Start of Block

PR #46, opened 2022-04-29
fix after change in WIOD data download process

aleeciu:
Fix after the old WIOD16 was archived and thus data download crashed.

### DIFF
--- a/doc/tutorial/climada_engine_SupplyChain.ipynb
+++ b/doc/tutorial/climada_engine_SupplyChain.ipynb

End of Block

Directions: Write out, word for word, all lines from the line that holds "Fix after the" through the last line of the listing, with both end lines kept.

Solution to this exercise:
Fix after the old WIOD16 was archived and thus data download crashed.

### DIFF
--- a/doc/tutorial/climada_engine_SupplyChain.ipynb
+++ b/doc/tutorial/climada_engine_SupplyChain.ipynb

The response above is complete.